Since we overclocked our CPU we need to modify our .c file with all theese tables furter (acpuclock-8x50.c in my case) to match new changes. Search for:
Code:
case 0x00:
max_acpu_khz = 998400;
and set it to 1305600 (maximum available CPU freq.)
Then searching for this:
Code:
static struct cpufreq_frequency_table freq_table[20];
and changing the value in the ind to 28 since we have now 28 CPU freq. steps in total. That's all for CPU overclock. Continuing boosting our Adreno..
Open your board-****.c file.
If you use old KGSL drivers (Android 2.3 and older), search for struct kgsl_platform_data kgsl_pdata function. In function structure you will see this:
Code:
.high_axi_3d = 128000,
.max_grp3d_freq = 0,
.min_grp3d_freq = 0,
Set high_axi_3d value to 192000.
Set max_grp3d_freq value to 256*1000*1000.
Set min_grp3d_freq value to 192*1000*1000.
If you use new KGSL drivers (Android 4.0+) then search for struct kgsl_device_platform_data kgsl_3d0_pdata. You will see something like this:
PHP:
.pwrlevel = {
{
.gpu_freq = 0,
.bus_freq = 128000000,
},
Set gpu_freq value to 256000000.
Set bus_freq value to 192000000.
In the end we have undervolted and overclocked (1.3Ghz) CPU and overclocked GPU of my old phone. Saying again..Overclocking bus higher than 192Khz is realy bad idea for QSD8x50.

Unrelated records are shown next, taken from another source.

PR #1251, opened 2026-07-10
[diskann-garnet] Add persistence for quantized indexes

### LINKED ISSUE #1108: diskann-garnet should recover from failed quantization backfill
Currently we make a best effort and operate in full precision mode indefinitely if it doesn't succeed. There should be some way to signal failure or report errors.

metajack:
Quantizer state was not persisted to the store so the index would operate in full precision mode after a restart. This PR adds support for reloading and resuming quantized indexes.

For Q8 quantizers, the quantized start point cache needs to be filled on restart. For BIN quantizers, the quantizer code book must be saved and loaded as well as a flag indicating whether backfill is complete or not.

When you're done, build your kernel with enabled debugging (CONFIG_DEBUG_KERNEL=y) and then add this script to mount debug sysfs dir. in init.d or anywhere else on auostart:
Code:
#!/system/bin/sh
### FeraLab ###
mount -t debugfs debugfs /sys/kernel/debug
echo 0 > /sys/kernel/debug/msm_fb/0/vsync_enable
This script will also disable VSYNC to boost your 2D FPS. When system runs check out /sys/kernel/debug/clk_rate folder (If you can't see this folder the your init.d support is not working properly..put script somewhere else, in /etc/hw_config.sh for ex.). You will have to see reports:
gp_clk - 192000000
grp_3d_clk - 256000000
imem_clk - 256000000
And for CPU overclocking use any app you like from market. No-frill-CPU is a good one.
Bingo! :silly:
Now I can play such games like NFS MW or GTA Vice City on my retired but rocking phone.. (proof video)
If you like this - feed me :good:
Display panel overclocking:
Still not enough? Wow..you're d thirsty one..

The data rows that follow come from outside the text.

PR #14, opened 2021-03-18
Fix readme formatting

Callisto13:
Because ~I~ WE totally forgot to check this in the last pr 🤦‍♀️


aclevername (approved):
LGTM

Callisto13:
Oh we don't have any auto-merge thing going on here. how do we get that?

PR #15, opened 2021-03-18
Delete all child resources when deletion occurs

aclevername:
### Description
Previously when the subscrption was deleted the child resources were left behind. This PR changes it so that the child resources get set with an `ownerReference`  pointing to the subscription. When the subscription gets deleted the [garbage collection](https://kubernetes.io/docs/concepts/workloads/controllers/garbage-collection/) detects the owner of these child resources has been deleted and deletes the child resources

Ok.. Let's overclock your LCD bus frequency then..
Install any app on you pc that could recursively search txt from kernel directory (I use double-cmd-gtk on ubuntu) or just search you git repo online. Fins this thing (It may vary on 3.x kernels. This is for 2.6 ones):
Code:
panel_info.clk_rate
This part of code will most probably be under /drivers/video/msm folder or directly in your board-xxx.c file which is just my case.

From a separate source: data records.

PR #23, opened 2021-03-23
Add release actions

Callisto13:
WIP - feel free to add or amend as you like

### Description

This adds some very basic release flow automation.

I have decided to keep things super basic, therefore:
- No release-candidate nonsense
- No branching, only tags
- We don't need to release any binaries, so assets are just crds and pullable docker images (multi-arch)
- Current manual steps added to readme, can be automated further.

These are based on what the flux team do with their component releases. I have set to just push to dockerhub, but there may be other registries we want.

(TODO: set up tokens etc)


aclevername:
@Callisto13 is this ready for review or still a draft?

Callisto13:
Bit of both. I intend to come back to it after the bootstrapping mess, but you can review/alter/give thoughts etc as you want to if you have time now.

.github/workflows/release.yaml
```diff
@@ -0,0 +1,76 @@
...
+      - 'v*'
+  # should be able to not have to create tag manually
+  # workflow_dispatch: {}
+
+env:
+  CONTROLLER: profiles-controller
+  ORG: weaveworks
+
+jobs:
+  # run all tests first?
```
aclevername, line 14: if its on main it should be green since it passed PR review :thinking:

Callisto13: indeed, one would hope

.github/workflows/release.yaml
```diff
@@ -0,0 +1,76 @@
...
+            org.opencontainers.image.description=${{ github.event.repository.description }}
+            org.opencontainers.image.url=${{ github.event.repository.html_url }}
+            org.opencontainers.image.revision=${{ github.sha }}
+            org.opencontainers.image.version=${{ steps.prep.outputs.VERSION }}
+            org.opencontainers.image.created=${{ steps.prep.outputs.BUILD_DATE }}
+      - name: Check images
+        run: |
+          docker buildx imagetools inspect docker.io/${{ env.ORG }}/${{ env.CONTROLLER }}:${{ steps.prep.outputs.VERSION }}
+          docker pull docker.io/${{ env.ORG }}/${{ env.CONTROLLER }}:${{ steps.prep.outputs.VERSION }}
+      - name: Generate release manifests
```
aclevername, line 65: what does this actually do? If the branch is tagged the files can't be overriden?

aclevername (approved):
lgtm for first pass, couple questions

.github/workflows/release.yaml
```diff
@@ -0,0 +1,76 @@
...
+          mkdir -p config/release
+          kustomize build ./config/crd > ./config/release/${{ env.CONTROLLER }}.crds.yaml
+          kustomize build ./config/manager > ./config/release/${{ env.CONTROLLER }}.deployment.yaml
+      - name: Do release
+        uses: softprops/action-gh-release@v1
+        with:
+          bodyPath: "docs/release_notes/${{ VERSION }}.md"
+          files: "config/release/*.yaml"
+        env:
+          GITHUB_TOKEN: ${{ secrets.GITHUB_TOKEN }}
```
aclevername, line 76: what does this actually do? If the branch is tagged the files can't be overriden?

Callisto13: what files?

aclevername: ohhh its artifacts, nm I'm silly

Callisto13: yeh but the job is creating a dir to hold the out files before upload to release. i don't think anything is being overwritten 🤷‍♀️ 

copied a bunch from flux

aclevername: I guess my question would be should these files be committed to the tag branch, if flux don't then who cares :shrug:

I have this values by default:
Code:
panel_data->panel_info.clk_rate = 192000000;
panel_data->panel_info.clk_min = 190000000;
panel_data->panel_info.clk_max = 200000000;
Simply change to
Code:
panel_data->panel_info.clk_rate = 235000000;
panel_data->panel_info.clk_min = 192000000;
panel_data->panel_info.clk_max = 256000000;
Done :good:
Updating KGSL drivers in kernel:
At first I though this is realy hard to do but I dealed with this and wanna show you a quick and easy way to do it. It is pretty same for most kernel versions. I will do an example using my 2.6 kernel.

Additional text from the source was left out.